在这个以残酷竞争闻名的女性综艺节目里,她既不乘风,也不破浪,行动常常比别人慢几拍,跳舞幅度最小,训练也未必次次到场。她记歌词费劲,记人名——无意冒犯,但她似乎无法同时记住超过两个人的名字。她看起来像是独自在录另一档节目,在分组环节,别人剑拔弩张地冲向目标,她一手拎着外套,一手摇着红酒杯,犹如闲逛一场百无聊赖的晚宴。
她的嘴比她的行动更野。她说“自从做了眼袋再也没有以前好看自然了!”第三次公演刚播完,她就在微博上剧透自己走到了五公——让人怀疑湖南卫视是不是忘了她和签保密协议。她上直播,说等淘汰了要开香槟庆祝。镜头外工作人员拦着她,她有点不爽:“那就别直播了,这TMD一说,肯定嘴打出溜啊,真麻烦!”
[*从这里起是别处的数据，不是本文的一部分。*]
PR #722, opened 2017-01-10
include System.ValueTuple in C# Scripts

filipw:
This PR adds `System.ValueTuple` automatically into the compilation references.

This is required because it's already part of "standard scripting" - CSI also automatically adds it https://github.com/dotnet/roslyn/commit/4d6c590f42fc5558aea5ed45f0d1698719533793, allowing users to use tuples straight away without any extra manual set up.

### Before the change

screenshot 2017-01-10 08 43 43

### After the change

screenshot 2017-01-10 08 40 09


filipw:
small step for OmniSharp, large step for CSX script authors :)

PR #725, opened 2017-01-12
Version updates

DustinCampbell:
This moves OmniSharp forward with regard to the versions of its many dependencies:

1. OmniSharp and all tests are now moved to .NET Core 1.1
2. The .NET Core SDK used for build is moved forward to the latest version still supporting project.json, and also targeting Current (as opposed to LTS).
3. Update to latest Roslyn binaries. Now that we've moved to .NET Core 1.1, this can be done safely. There were a few updates here to reflection code in OmniSharp due to types moving around in Roslyn. I've also added coded to provide better messages when types and members can't be found via reflection.
4. Update to latest MSBuild packages
5. Update to latest .NET SDK packages
6. Add new test for the new slimmer .NET Core .csproj project style.


src/OmniSharp.Host/project.json
```diff
@@ -8,36 +8,35 @@
     "OmniSharp.Stdio": "1.0.0",
     "OmniSharp.Plugins": "1.0.0",
     "OmniSharp.Roslyn": "1.0.0",
-    "Microsoft.AspNetCore.Diagnostics": "1.0.0",
-    "Microsoft.AspNetCore.Server.Kestrel": "1.0.0",
+    "Microsoft.AspNetCore.Diagnostics": "1.1.0",
```
filipw: we should review these ASP.NET Core dependencies at some point, I don't think all of them are used anymore

src/OmniSharp.Nuget/project.json
```diff
@@ -16,17 +16,6 @@
         "NuGet.Packaging": "3.5.0-beta2-1484",
         "NuGet.Packaging.Core": "3.5.0-beta2-1484",
         "Microsoft.Web.Xdt": "2.1.1"
```
filipw: is this project still used by anything? it feels like it could be removed

src/OmniSharp.Host/project.json
DustinCampbell: I *really* want to invert OmniSharp at some point and build the HTTP endpoints on top of the stdio. Make Http a plugin so that core OmniSharp is lean and mean.

src/OmniSharp.Nuget/project.json
DustinCampbell: I'm leaving it so @david-driscoll can have a go at it. At the moment, it isn't actually built as part of OmniSharp.

DustinCampbell:
>great - is Roslyn 2.0.0 RTM tied to VS 2017 release?

Yes

src/OmniSharp.Nuget/project.json
filipw: 🔥

david-driscoll: You can 💣 it, we'll come back to it again in the future with something better!

DustinCampbell:
Excellent! Merging. Next up: OmniSharp moves to .NET Core .csproj.

PR #729, opened 2017-01-24
Improve tests

DustinCampbell:
This change refactors the tests to use a the xUnit ITestOutputHelper for logging to ensure that we don't just dump stuff to the console during tests. In addition, we can now run *all* tests on net46 rather than just a select few.


build.json
```diff
@@ -16,20 +16,24 @@
       "net46"
     ],
     "OmniSharp.Roslyn.CSharp.Tests": [
-      "netcoreapp1.1"
+      "netcoreapp1.1",
+      "net46"
```
filipw: whoa I can't believe this was not there before 😄

PR #734, opened 2017-01-27
Respect "nowarn" setting in dotnet project system

filipw:
Fixes https://github.com/OmniSharp/omnisharp-vscode/issues/542

At the moment we completely ignored the user defined suppressions.


kirkone:
I have no clue why but this is not working with *.csproj based projects anymore.

when I run "dotnet build" I get no warnings but VSCode goes crazy with warnings at the same time.
Any idea what I am doing wrong?

Greetings,
KirK

PR #735, opened 2017-01-27
Use Application.BaseDirectory when searching for OmniSharp.sln in MSBuildEnvironment

DustinCampbell:
This allows the MSBuild tools to be found when attaching a debugger to OmniSharp (as opposed to starting it under the debugger).

This also makes things work when setting the "omnisharp.path" in VS Code to bin/Debug/net46/OmniSharp.exe.


DustinCampbell:
@david-driscoll, @filipw: Look OK to you?

filipw:
:shipit:

PR #737, opened 2017-01-27
Clean up logging somewhat

DustinCampbell:


filipw:
This is a very welcome change - thank you - especially as logging has been in quite a disarray.

This reminds me of two things for the future:
 - since we will now have the capability of [externally configuring the logging level](https://github.com/OmniSharp/omnisharp-roslyn/pull/714) it will be a good idea to generally revise the logging usage throughout the application. For example a lot of current "Information" logs could be downgraded and so on
 - one of the bigger problems IMHO has been that in many cases, on server errors, the log would only show "error 500, ErrorMiddleware" and that's it (unless you enabled verbose level). This should also be addressed as it will help a lot

DustinCampbell:
Agreed on both points. I'd like to get both done so the logging is sensible. I also have a change for VS Code logging once this goes in to make it look much more like the Console logger, reducing a lot of noise.

PR #738, opened 2017-01-30
Update to VS 2017 RC .NET Core SDK packages

DustinCampbell:
This PR includes the following changes

* Update OmniSharp to the latest .NET Core SDK packages
* Include "ImportAfter" targets which will should allow it to perform package restores via MSBuild in the near feature.
* Clean up build.cake somewhat (at least, reducing some noise).
* Add support for setting MSBuildSDKsPath in omnisharp.json. This can be used to redirect OmniSharp to a different set of SDK packages if desired.


DustinCampbell:
whoa! Mac CI finishes before AppVeyor kicks off? What strange alternate universe is this?

PR #739, opened 2017-01-30
Fix running unit tests defined in nested classes

DustinCampbell:
Fixes https://github.com/OmniSharp/omnisharp-vscode/issues/743 and fixes https://github.com/OmniSharp/omnisharp-vscode/issues/1151

The issue here is that the metadata name for nested classes was not correct. OmniSharp would report "A.B.C" for the following code, but it should be "A.B+C".

```C#
namespace A
{
    class B
    {
        class C
        {
        }
    }
}
```

### DIFF
--- a/src/OmniSharp.Abstractions/Extensions/ISymbolExtensions.cs
+++ b/src/OmniSharp.Abstractions/Extensions/ISymbolExtensions.cs
@@ -1,0 +1,71 @@
+﻿using System;
+using System.Collections.Generic;
+using Microsoft.CodeAnalysis;
+namespace OmniSharp.Extensions
+{
+    public static class ISymbolExtensions
+    {
+        private readonly static CachedStringBuilder s_cachedBuilder;
+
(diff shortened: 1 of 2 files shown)


src/OmniSharp.Abstractions/Extensions/ISymbolExtensions.cs
```diff
@@ -0,0 +1,71 @@
...
+                {
+                    break;
+                }
+
+                symbols.Push(symbol);
+                symbol = symbol.ContainingSymbol;
+            }
+
+            var builder = s_cachedBuilder.Acquire();
+            try
```
david-driscoll: I'm suprised this behavior is not part of the Roslyn Api

DustinCampbell: Yeah, Roslyn didn't want to be an API for metadata.

PR #741, opened 2017-01-31
Support project type GUID added when the .NET CLI manipulates an SLN file

DustinCampbell:
The .NET CLI offers commands to add and remove projects from an SLN file (e.g. `dotnet sln Solution1 add Project1.csproj`). When it does this, it uses a different project type GUID which we need to support in OmniSharp.

cc @blackdwarf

在节目中,选择队友需要非常精确的计算。张蔷却是“一个感情用事的人”。第一次分组,唱什么歌还不知道,她已经选定于文文,原因是“答应了人家”。她常常身处劣势队伍中,唱最惊艳的歌,带来最惊艳的舞台——《野蔷薇》《佳人》,然后继续失败。
张蔷《野蔷薇》舞台
她在一次采访里宣告:“(真人秀)尝试过一次,以后谁也别请我了,我在这儿说了哈!”她明明只想上一期“浪姐”,一公之后就找导演打听:有内定吗?能把我淘汰吗?导演不干。二公后又追着问,太累了,能不能把我炒鱿鱼?导演坚持:不行。
这档竞赛综艺显然不在张蔷的音乐志趣之内。她说来了是为了体验真人秀,就像她体验直播卖货,体验脱口秀,没什么不同。她给这些体验定的指标是:一次就够了。
作为成熟的专业歌手,她当然无法对每首抽到的歌都满意,但如果拿到了不喜欢的歌,她形容那感觉,“就像是一场包办婚姻,就像我看到了一个不太喜欢的男朋友,但是我还是嫁给他了,我们还越过越好。”
当她站在舞台上,她就在展示一种由衷的快活。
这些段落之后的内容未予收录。